Workload not admitted

If the Workload stays in Pending state:

  • Run kubectl -n default describe workload <workload-name> and look at the Events section for admission rejection reasons.
  • Verify the Topology object referenced by the ResourceFlavor exists and its spec.levels include the node label used in your annotation.
  • For required placement, verify at least one domain at the requested level has enough free capacity to fit the entire PodSet.

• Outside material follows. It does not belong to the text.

PR #1584, opened 2022-02-06
Add support for flexmark admonition extension

fgtham:
The [Admonition Extension](https://github.com/vsch/flexmark-java/wiki/Admonition-Extension) allows for easy creation of beautiful colored boxes:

Pods scheduled outside the requested domain

If admission succeeds but pods land on nodes that do not match your expectation, the underlying nodes are probably missing the topology label. Check labels with:

kubectl get nodes --show-labels

Every node serving the TAS ResourceFlavor must carry the labels listed in the Topology object’s spec.levels.

Annotation has no effect

If the topology annotation appears to be ignored entirely (pods are admitted as if the annotation were absent), the most common cause is that the ResourceFlavor selected for the workload does not have spec.topologyName set. Without it, Kueue does not run TAS for that flavor.

For general troubleshooting, see the troubleshooting guide.